Les données ont été analysées à l’aide du logiciel SPSS (IBM SPSS Statistics 25). Des statistiques descriptives (fréquences, moyennes et erreurs standards) ont été calculées pour les différentes variables. Les variables quantitatives ont été soumises au test de significativité statistique des moyennes à l’aide d’ANOVA (analyse des variances) comparées par les tests Student-Newman-Keuls au niveau de 5%. Et lorsque les ANOVA sont significatives les moyennes sont soumises test Post hoc à l’aide du test de la différence significative minimale (LSD) de Ficher. Les variables qualitatives ont été soumises au test du chi carré.

RÉSULTATS

Fréquence de capture des larves et œufs

La fréquence moyenne de la capture des larves a été de 81,3% sur le tronc, 64,6% sur la cime et 56,3% au niveau du collet avec une différence significative entre les trois positions (χ2(2ddl) = 7,07; P= 0,029) (Tableau 1). La fréquence de la ponte des œufs a été de 37,5% sur la cime, 8,3% sur le tronc et 18,8% au niveau du collet (χ2 (2ddl) = 12,4; P= 0,002).

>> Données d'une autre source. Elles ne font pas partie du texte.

PR #321, opened 2019-03-03
Reduce the title drawing cut-off point by 2 characters.

chrisvest:
Panels and dialogs have borders with corners.
Previously, the title would draw over the border corner, including its own end-points.
Now the cut-off point is such that we do not draw the title if the right-hand end point and the border-corner do not also fit.

### DIFF
--- a/src/views/dialog.rs
+++ b/src/views/dialog.rs
@@ -461,14 +461,15 @@ impl Dialog {
     fn draw_title(&self, printer: &Printer<'_, '_>) {
         if !self.title.is_empty() {
             let len = self.title.width();
-            if len + 4 > printer.size.x {
+            let spacing = 3; //minimum distance to borders
+            let spacing_both_ends = 2 * spacing;
+            if len + spacing_both_ends > printer.size.x {
                 return;
             }
-            let spacing = 3; //minimum distance to borders
             let x = spacing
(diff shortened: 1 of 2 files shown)


gyscos:
Hi, and thanks for the work!

Indeed, the spacing moved from 2 columns to 3, and not all part of the code were updated for that :(

Regarding the failing CI, for some reason rustc 1.33 has been failing on windows, not sure why yet...

gyscos:
A solution could be to print the title in a sub-printer (offset and cropped).

gyscos:
As for a more generic method to add to `Printer`, I think supporting multiple use-cases would make the function a bit too complex. I imagine the signature would be something like:

```rust
fn print_title(&self, start: impl Into<Vec2>, len: usize, alignment: HAlign, left_filler: &str, left_border: &str, right: border: &str, right_filler: &str, title: &str);

printer.cropped((2,0)).offset((1,0)).with(|printer| {
    printer.print_title((0,0), printer.size.x, HAlign::Center, "-", "┤", "├", "-", title);
});
```

But I don't think it's currently justified.

gyscos:
Though taking a second look, we do have `print_box`, so would not be so far off, and wouldn't require this level of genericity.

PR #324, opened 2019-03-11
Make StackView::draw_bg faster.

chrisvest:
Speed up the printing of the background in the StackView by letting Printer::print_hline cache its buffer of space characters.

I found this while profiling the rendering of my program. It's a smallish gain. And perhaps a bit too hacky to merge, I don't know. I'm still quite new to Rust, so I welcome any feedback on this you might have.

### DIFF
--- a/src/printer.rs
+++ b/src/printer.rs
@@ -10,6 +10,7 @@ use crate::vec::Vec2;
 use crate::with::With;
 use enumset::EnumSet;
 use std::cmp::min;
+use std::sync::{Arc, Mutex};
 use unicode_segmentation::UnicodeSegmentation;
 use unicode_width::UnicodeWidthStr;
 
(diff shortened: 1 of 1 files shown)


gyscos:
Thanks for the PR!

I'm still wondering what the best solution would be here. Ideally we'd want to avoid allocation in all cases, not just when printing spaces.

One direct extension of this PR would be to keep a `Rc<RefCell<HashMap<&str, String>>>` and store a buffer for each character used in `print_hline` (No need for `Arc<Mutex<_>>` since we're single-threaded here).

Another solution would be to use some buffering: if `Backend::print_at` is cheap, we could call it in a loop and print each character individually. We don't do it currently because it would mean more output to send to the terminal (a lot more control codes to move the cursor by 1 character), but a buffering solution could solve this.

Yet another solution would be to refactor the `Backend` trait to make it more efficient, maybe with a `repeat` parameter in `print_at`. This way, most backends could implement it as a single move and then multiple prints, while `BearLibTerminal` would just print each character individually (but bandwidth is not a problem there).

chrisvest:
I'll give it a try with a `print_at_rep` method and see how it is.

chrisvest:
I think the approach in #326 looks and works a lot better, so I'll close this.

PR #325, opened 2019-03-12
Use a single hashmap lookup instead of two for resolving ncurses colours.

chrisvest:
It's not so easy to quantify the improvement, but these calls show up a little bit less in profiles when rendering lots of text that colours a lot. Think syntax high-lighting and other forms of colour coded text heavy screens.


gyscos:
Awesome, thanks!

Abondance des larves et œufs piégés en fonction de position des tissus attachés

La figure 5 indique les nombres moyens des larves et d'œufs en fonction de la position d’attache du tissu. On a collecté en moyenne 56 larves au niveau du tronc qui sont significativement plus élevées aux 39 larves observées au niveau de la cime et 17 au niveau du collet (F (2, 33) = 7,02; P = 0,003). Quant au nombre moyen d’œufs obtenu, il est significativement plus élevé au niveau de la cime avec 25 œufs par plant comparativement aux 2 œufs sur le tronc et 4 œufs sur le collet (F (2, 33) = 12,5; P < 0,001).

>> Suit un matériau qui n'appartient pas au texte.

PR #326, opened 2019-03-12
Add Backend::print_at_rep and make Printer::print_hline use it.

chrisvest:
This avoids a string allocation in `print_hline` and makes it faster, presumably for all backends.
This speeds up the rendering of the background in StackView.

This supersedes #324, since it not only looks simpler when each backend is taken in isolation, but also appears to make the rendering even faster.

### DIFF
--- a/src/printer.rs
+++ b/src/printer.rs
@@ -246,7 +246,7 @@ impl<'a, 'b> Printer<'a, 'b> {
         let start = start - self.content_offset;
 
         // Don't write too much if we're close to the end
-        let repetitions = min(width, (self.output_size.x - start.x)) / c.width();
+        let repetitions = min(width, self.output_size.x - start.x) / c.width();
 
         let start = start + self.offset;
         self.backend.print_at_rep(start, repetitions, c);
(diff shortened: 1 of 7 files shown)


src/printer.rs
```diff
@@ -248,11 +248,8 @@ impl<'a, 'b> Printer<'a, 'b> {
         // Don't write too much if we're close to the end
         let width = min(width, (self.output_size.x - start.x) / c.width());
 
-        // Could we avoid allocating?
-        let text: String = ::std::iter::repeat(c).take(width).collect();
-
         let start = start + self.offset;
-        self.backend.print_at(start, &text);
+        self.backend.print_at_rep(start, width, &c);
```
gyscos: I think you don't need to reference `c`, it's already a `&str`.

src/printer.rs
```diff
@@ -248,11 +248,8 @@ impl<'a, 'b> Printer<'a, 'b> {
         // Don't write too much if we're close to the end
         let width = min(width, (self.output_size.x - start.x) / c.width());
```
gyscos: I think the computation here is wrong: it should be `let repetitions = min(width, (self.output_size.x - start.x)) / c.width();`

chrisvest: Yeah, I think you're right.

chrisvest:
@gyscos Thanks for the review. I think I've addressed all of your comments.

gyscos:
Thanks again!

PR #327, opened 2019-03-12
Avoid iterating graphemes unless we have to.

chrisvest:
Iterating graphemes with `text.graphemes(true)` is somewhat expensive due to the complexity of unicode.

However, we were doing it _twice_ in the `Printer::print` method in order to truncate the input text to fit the content area.

This changes that method to track the width of the input text, and only do the grapheme iteration when truncation is actually necessary.

This seems to the very helpful for my case where I print many small strings. I get roughly a 40% speed-up in refresh rate from this.

### DIFF
--- a/src/printer.rs
+++ b/src/printer.rs
@@ -129,46 +129,55 @@ impl<'a, 'b> Printer<'a, 'b> {
             return;
         }
 
-        let text_width = text.width();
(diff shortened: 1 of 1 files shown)


gyscos:
Woo, thanks a lot for the work!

Capture des parasitoïdes larvaires au niveau du piège à tissus

Des larves parasitées ont été obtenues dans les champs du Moringa à l’aide de cette technique de piégeage des larves. Des émergences de parasitoïdes larvaires, de l’ordre d’hyménoptère ont été obtenues à partir des larves mortes collectées et mises en incubation au laboratoire. Après incubation des larves collectées, des émergences de H. hebetor et d’autres parasitoïdes larvaires ont été obtenues (Figure 6).

DISCUSSION

Les résultats de cette étude ont révélé que les chenilles des derniers stades (L4, L5) de Noorda blitealis, par des déplacements verticaux circadiens qu’elles effectuent aux heures chaudes de la journée et aux heures plus fraîches de la soirée, se regroupent pour s’entasser au niveau des tissus enroulés. Ratnadass et al. (2011) ont suggéré que le fait d’interférer avec ce comportement de N. blitealis ouvre des perspectives de régulation des populations du ravageur en favorisant la destruction éventuellement mécaniquement de ces stades endogés (chenilles au repos).

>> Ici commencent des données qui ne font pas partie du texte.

PR #329, opened 2019-03-21
Add a sort method to SelectView, to easily sort all contained items lexicographically by their label.

chrisvest:
I was populating a `SelectView` with files from `read_dir`, which returns them in whatever order the OS feels like, and thought it'd be convenient if I could just tell the `SelectView` to sort itself.

I tried to use `Vec::sort_by_key` at first, but apparently the lifetimes around the closure got too complicated for me to deal with, so I implemented `Ord` (and friends it insisted on bringing along) for `Item` instead.

### DIFF
--- a/src/views/select_view.rs
+++ b/src/views/select_view.rs
@@ -389,7 +389,7 @@ impl<T: 'static> SelectView<T> {
     /// Note that this does not change the current focus index, which means that the current
     /// selection will likely be changed by the sorting.
     /// This sort is stable: items with identical label will not be reordered.
-    pub fn sort(&mut self) {
+    pub fn sort_by_label(&mut self) {
         self.items.sort();
     }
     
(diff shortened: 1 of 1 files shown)


gyscos:
Thanks for the work!

I'm wondering what the best solution is here. We probably want to support sorting on more than just the labels, but something based on the values as well. Maybe provide `fn items(&mut self) -> &mut [impl ItemTrait];` with some kind of trait? Or maybe just a `sort_by`/`sort_by_key` method with a closure that takes both the label and value?

chrisvest:
@gyscos I renamed the initial sort method to sort_by_label, and then added sort methods that mirror those of Vec, so the API looks familiar. It was also easier to do it this way: the lifetimes and ownerships are more straight forward, I feel.

What do you think of the changes now?

gyscos:
Awesome! Thanks a lot for the work!

PR #332, opened 2019-03-29
Ensure `Cursive::step()` does not return until FPS timeout elapses if idle

### LINKED ISSUE #331: set_autorefresh pattern leads to unnecessarily high redraw frequency than set_fps used to
Bug report / suggestion

# Problem description

With 0.10, it was possible to write your own mainloop with interleaved computation, like:

```rust
fn main() {
    let mut state = State { ... };

    let mut window = Cursive::termion();
    window.set_fps(2);

    loop {
        state.update(); // Update the application state

        // Update the UI according to the new application state
        window.call_on_id(view_1_id, |view_1| update_view_1(view_1, &mut state));
        window.call_on_id(view_2_id, |view_2| update_view_1(view_2, &mut state));

        // Draw the updated UI, and wait for frame to elapse or new input event
        window.step();

        if !window.is_running() {
            return;
        }
    }
}
```

which achieves the following things:

1. Mutating the application state happens on the single "draw" thread, instead of needing to pass it back and forth between a "draw" thread that blocks on `Cursive::run()` and a "state" thread that updates it.

1. By capping the FPS to 2, the application state is only updated every 0.5 seconds when idle.

1. `Cursive::step()` returns immediately when an input (eg keypress) is available which causes the loop to re-run immediately. If the loop had its own separate `std::thread::sleep(<500 ms>)` then every keypress would appear unresponsive for upto 500ms.

But with 0.11's `set_autorefresh`, the default "FPS" is set to about [1 / 30ms](https://github.com/gyscos/Cursive/blob/0.11.0/src/cursive.rs#L827), which leads to excessively frequent updating of the state. Since updating the state also updates the UI, this means the application redraws constantly and is never idle, which leads to higher CPU usage.

Would it be possible to bring `set_fps` back? `set_autorefresh(true)` can continue to default the value to 1 / 30ms, but `set_fps` could let it be customized like before.

# Environment

* Backend used: termion
* Cursive version: 0.11.1

Arnavion:
Fixes #331

### DIFF
--- a/src/cursive.rs
+++ b/src/cursive.rs
@@ -809,8 +809,11 @@ impl Cursive {
     /// Useful if you need tighter control on the event loop.
     /// Otherwise, [`run(&mut self)`] might be more convenient.
     ///
+    /// Returns `true` if an input event or callback was received
+    /// during this step, and `false` otherwise.
+    ///
     /// [`run(&mut self)`]: #method.run
-    pub fn step(&mut self) {
+    pub fn step(&mut self) -> bool {
         // Things are boring if nothing significant happened.
         let mut boring = true;
 
@@ -820,7 +823,7 @@ impl Cursive {
             self.on_event(event);
 
             if !self.running {
-                return;
+                return true;
             }
         }
 
@@ -830,7 +833,7 @@ impl Cursive {
             cb.call_box(self);
 
             if !self.running {
-                return;
+                return true;
             }
         }
 
@@ -845,7 +848,6 @@ impl Cursive {
                 .unwrap_or(false)
         {
             // We deserve to draw something!
-            self.boring_frame_count = 0;
             self.refresh();
         }
 
@@ -853,10 +855,14 @@ impl Cursive {
             std::thread::sleep(Duration::from_millis(INPUT_POLL_DELAY_MS));
             self.boring_frame_count += 1;
         }
+
+        !boring
     }
 
     /// Refresh the screen with the current view tree state.
-    fn refresh(&mut self) {
+    pub fn refresh(&mut self) {
+        self.boring_frame_count = 0;
+
         // Do we need to redraw everytime?
         // Probably, actually.
         // TODO: Do we need to re-layout everytime?


gyscos:
Wow - thanks for the PR!

I think `Cursive::step()` doesn't need to be synchronized with the screen refresh rate. On the other hand, having it return consistently~ish allows a more predictable update cycle, especially when varying the refresh rate to fit the current views (enable auto-refresh when there's a dynamic view, disable it otherwise, use high FPS when a progress bar is visible but low FPS when we're just updating logs, ...).

This is especially true when there is no autorefresh ("0 fps"), as we might still want an update cycle.

If we really want to synchronize with the refresh rate, one solution might be to have `step` return a bool or some flag to indicate that a refresh was triggered.

Arnavion:
Right, I figured you might want that. Yes, I'm happy to move the "FPS" mechanism to the caller of `step()`, and yes then it needs to return a flag indicating whether it had a "boring" event or not before it returned. The caller needs that to decide whether to call `step` again immediately or update the state and UI first.

I'll update the PR in a few hours.

Arnavion:
Updated to have `Cursive::step()` return `!boring`

Also, for this comment from the issue:

>You'd need to trigger a new refresh, possibly by sending a dummy callback through `Cursive::cb_sink`, but then the next call to `step()` will also refresh the screen, which will cause another state update...

I made `Cursive::refresh()` public so that a custom mainloop can look like:

```rust
    loop {
        state.update(); // Update the application state

        // Update the UI according to the new application state
        window.call_on_id(view_1_id, |view_1| update_view_1(view_1, &mut state));
        window.call_on_id(view_2_id, |view_2| update_view_2(view_2, &mut state));

        // Draw the updated UI
        window.refresh();

        // Wait for frame to elapse or new input event
        let timeout = crossbeam_channel::after(std::time::Duration::from_millis(500));
        while let Err(crossbeam_channel::TryRecvError::Empty) = timeout.try_recv() {
                if window.step() {
                        break;
                }
        }

        if !window.is_running() {
            return;
        }
    }
```

gyscos:
Awesome, thanks for the updates!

La technique du piège à tissus semble bien répondre à cette éventualité. En effet, dès les premiers jours après avoir placé les tissus, les larves se regroupent et s’assemblent d’une part entre ces tissus et l’écorce et d’autre part elles s’enroulent dans le tissu à l’aide de soie qu’elles utilisent pour se reposer ou pour se nymphoser. Les larves capturées peuvent être collectées facilement une fois que les tissus sont détachés des branches. Par ailleurs, les femelles de Noorda blitealis viennent aussi pondre des œufs à travers les mailles à l’intérieur des tissus pour les protéger des prédateurs et des parasites. Cela permet également de capturer les œufs pondus par les femelles.

Le système du piège à tissus dans une parcelle du Moringa semble être prometteur pour développer la surveillance et l’échantillonnage de N. blitealis. Ils semblent offrir un moyen de détection précoce de la présence de la chenille avant que son infestation envahisse la parcelle. Le piège à tissus présente, en plus, plusieurs avantages notables pour son adaptation à la culture arbustive du Moringa. Il faut noter que les tissus attachés au niveau des troncs ont été plus efficaces pour la capture des chenilles, aussi bien en quantité qu’en nombre de fois de capture que les tissus attachés aux niveaux du feuillage et du collet. Cette méthode offre une perspective de pouvoir réaliser les pulvérisations des insecticides localement sur les tissus attachés au niveau central du tronc où les larves se regroupent le plus sans atteindre les feuilles avec les produits utilisés.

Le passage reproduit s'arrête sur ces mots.